Owners of dogs which cause serious injury in the ACT could face $14,000 in fines or up to a year in prison under tough new laws to be introduced to the Legislative Assembly.
Under proposed amendments to be considered by the territory's Legislative Assembly, increased penalties of up to $70,000 or five years in prison will also come into force for the owners of dogs that have been declared dangerous but go on to cause serious harm.
Territory and Municipal Services Minister Shane Rattenbury will introduce the changes on Thursday, which also separate penalties for owners of dogs that harass and those that cause serious injury.
Under current laws, dog owners can face a $7000 fine if their animal harasses by barking at or scaring a person or animal.
The same penalty is currently in place for owners of dogs that viciously maul a person or animal.
Current maximum penalties for dog harassment and minor attack offences will remain at $7000.
Mr Rattenbury said the changes will see the severity of dog attacks considered by a scheme of escalating penalties with fines appropriate to the degree of injury caused to a person or animal.
Maximum penalties for dog attacks can only be imposed by the territory’s courts.
A further new offence will be created for owners of dogs that cause harm or serious injury to a person or animal in the absence of a keeper or a carer.
Mr Rattenbury will tell the Assembly that media coverage of dog attacks has resulted in significant public attention on dangerous dogs.
In April a 92-year-old woman was attacked by an American pit bull in Sydney’s south. Her 70-year-old daughter owned the animal, and was also injured as she pulled the dog off her mother.
It was one of three attacks during the Easter period in New South Wales. So far in 2014, the ACT's Domestic Animal Services unit has issued 31 infringement notices for dog attacks or harassment.
"There are around 260 on average dog attacks a year in the ACT," Mr Rattenbury said. “These incidents can result in physical harm to a person or animal and cause significant emotional distress to those involved."
He said most Canberrans gave proper care and attention to their animals and provided adequate housing and training.
The legislation will hold owners responsible for poorly maintained fencing and barriers and will require some dogs to be destroyed unless a court is satisfied that there are special circumstances which justify not doing so.
Mr Rattenbury said the ACT would not follow other Australian jurisdictions in introducing breed-specific legislation to limit dog attacks.
He said some experts including the Australian Veterinary Association considered breed-specific laws to be ineffective.
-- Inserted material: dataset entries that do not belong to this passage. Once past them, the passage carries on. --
PR #237, opened 2022-12-03
clients/mediaconvert: Handle acceleration settings error

victorges:
There's another possible MediaConvert error code that requires to turn off Acceleration on the job. 
Make sure we handle that one as well.


iameli (approved):
LGTM

PR #238, opened 2022-12-03
mediaconvert: Handle secret acceleration error code

victorges:
Follow-up on #237. 

The error code is not the documented, it's a secret one 🙄 

Also fix a small issue in the external `pipeline.Handler`, which should have an output with
type `object_store` instead of `manifest` .


iameli (approved):
LGTM

PR #239, opened 2022-12-03
handlers,pipeline: Move segmenting target URL logic to mist pipeline

victorges:
Found a bug on the background mist job: Since the coordinator only changes the TargetURL when the job is in background (line 206), the mist job will actually not pick up that change since it uses the segmenting URL instead.

Fix this the right way, by moving the creation of the segmeting URL to the mist pipeline. It is only used there.

The only small issue is that it is still a "global" field in the job info, so I added a comment that it's only used in mist for now. We can do something more sophisticated is this grows (like a "handler data" inside the job info struct that can be of any type)

### DIFF
--- a/handlers/upload.go
+++ b/handlers/upload.go
@@ -7,7 +7,6 @@ import (
 	"mime"
 	"net/http"
 	"net/url"
-	"path"
 	"strings"
 
 	"github.com/julienschmidt/httprouter"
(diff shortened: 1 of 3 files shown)


victorges (commented):
proxying LGTM from Eli, reviewed on my PC

PR #240, opened 2022-12-03
clients/mediaconvert: Auto-rotate input video based on metadata

victorges:
FTR: We have this same issue in the old task-runner and the new catalyst pipelines. We need to implement the same auto-rotate logic based on video metadata on the Catalyst pipeline.


thomshutt (approved):

thomshutt:
Not related to this change, but unit tests are failing

victorges:
Yeah! I fixed them on the other PR

PR #241, opened 2022-12-03
clients: Create some tests for the mediaconvert client

victorges:
As part of tech debt week, I'm adding some unit tests to the MediaConvert client here.

Only some minimal changes to the actual core code, from some things I needed to change
to make the tests work to some minor issues I found on the code and could fix as well.

Added tests for some basic error cases as well as full successful run, using only temp local
files for the tests.

### DIFF
--- a/clients/mediaconvert_test.go
+++ b/clients/mediaconvert_test.go
@@ -16,6 +16,14 @@ import (
 	"github.com/stretchr/testify/require"
 )
 
+const dummyHlsPlaylist = `
+#EXTM3U
+
+#EXTINF:10,
+0.ts
+
+#EXT-X-ENDLIST`
+
 func TestOnlyS3URLsToAWSClient(t *testing.T) {
 	require := require.New(t)
 	awsStub := &stubMediaConvertClient{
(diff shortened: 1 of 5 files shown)


clients/mediaconvert_test.go
```diff
@@ -0,0 +1,298 @@
...
+	require.NoError(t, err)
+	require.NoError(t, inputFile.Close())
+
+	// use the random file name as the dir name for the transfer file
+	transferDir = path.Join(inputFile.Name()+"-dir", "transfer")
+	require.NoError(t, os.MkdirAll(transferDir, 0777))
+
+	cleanup = func() {
+		maxRetryInterval, config.DownloadOSURLRetries, pollDelay = oldMaxRetryInterval, oldRetries, oldPollDelay
+		require.NoError(t, os.Remove(inputFile.Name()))
```
thomshutt, line 261: If this fails, it'll not run the next step that removes the dir - this might actually be a case where we want `assert` instead of `require`

clients/mediaconvert_test.go
```diff
@@ -0,0 +1,298 @@
...
+		osTransferBucketURL: mustParseURL("file://" + transferDir),
+		client:              awsStub,
+	}
+	return
+}
+
+func mustParseURL(str string) *url.URL {
+	u, err := url.Parse(str)
+	if err != nil {
+		panic(err)
```
thomshutt, line 276: Why panic instead of passing in the `*testing.T`?

thomshutt:
Screenshot 2023-01-01 at 21 34 31

thomshutt (approved):
Couple of small comments but otherwise looks great!

clients/mediaconvert_test.go
victorges: Doesn't seem like we're using `asset` in `catalyst-api` so I just set the err on a variable to check in the end here.

clients/mediaconvert_test.go
victorges: Just test noobness back when I wrote this helper, will do

PR #265, opened 2022-12-05
pipeline: Measure separate handlers success rate and performance

victorges:
Just improving the core coordinator metric to be more informative. Might be all we need to evaluate pipelines.

### DIFF
--- a/metrics/metrics.go
+++ b/metrics/metrics.go
@@ -12,11 +12,11 @@ type ClientMetrics struct {
 }
 
 type CatalystAPIMetrics struct {
-	UploadVODRequestCount    prometheus.Counter
-	UploadVODSuccessCount    prometheus.Counter
-	UploadVODFailureCount    *prometheus.CounterVec
-	UploadVODPipelineResults *prometheus.CounterVec
-	TranscodeSegmentDuration prometheus.Histogram
+	UploadVODRequestCount        prometheus.Counter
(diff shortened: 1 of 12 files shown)


metrics/metrics.go
```diff
@@ -12,11 +12,11 @@ type ClientMetrics struct {
 }
 
 type CatalystAPIMetrics struct {
-	UploadVODRequestCount    prometheus.Counter
-	UploadVODSuccessCount    prometheus.Counter
-	UploadVODFailureCount    *prometheus.CounterVec
-	UploadVODPipelineResults *prometheus.CounterVec
-	TranscodeSegmentDuration prometheus.Histogram
+	UploadVODRequestCount        prometheus.Counter
+	UploadVODSuccessCount        prometheus.Counter
```
thomshutt, line 16: Could we combine SuccessCount and FailureCount into CompletionCount and then have a "success" bool label on it?

thomshutt (approved):

metrics/metrics.go
victorges: Done! https://github.com/livepeer/catalyst-api/pull/265/commits/dcef659a0caed0cf339ddc1e77f1d1ed11296501?diff=split&w=1

I also made it a summary instead, which contains a count but will also measure the request latency! Also refactored the handler a bit so we don't have to repeat measurement code so much (there was one that we missed)

PR #268, opened 2022-12-07
pipeline,handlers: Allow overriding strategy on upload request

victorges:
Created a new field on the request and the simple logic in the controller to use it if provided.


thomshutt (approved):
Really nice!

If passed by the Legislative Assembly, the toughest new penalties for dangerous dogs would be equivalent to those for some categories of criminal assault against a person.
"My sense is this will be welcomed. It is a measured thing to dealing with dogs and I do get letters from people who are concerned about dog harassing and dog attacking incidents.
"I think we have struck the right balance here between most people doing the right thing and having appropriate penalties for owners who don't."